BEGIN
PR #9538, opened 2026-08-05
feat(opencode-plugin): add visibleModels/hiddenModels allowlist/blocklist (#9473)

### LINKED ISSUE #9473: feat(providers): Model allowlist/whitelist for opencode-plugin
END
### How to complete this task
Wherever a line in the listing contains the word "plugin", copy that line out.

### Response area
feat(opencode-plugin): add visibleModels/hiddenModels allowlist/blocklist (#9473)
### LINKED ISSUE #9473: feat(providers): Model allowlist/whitelist for opencode-plugin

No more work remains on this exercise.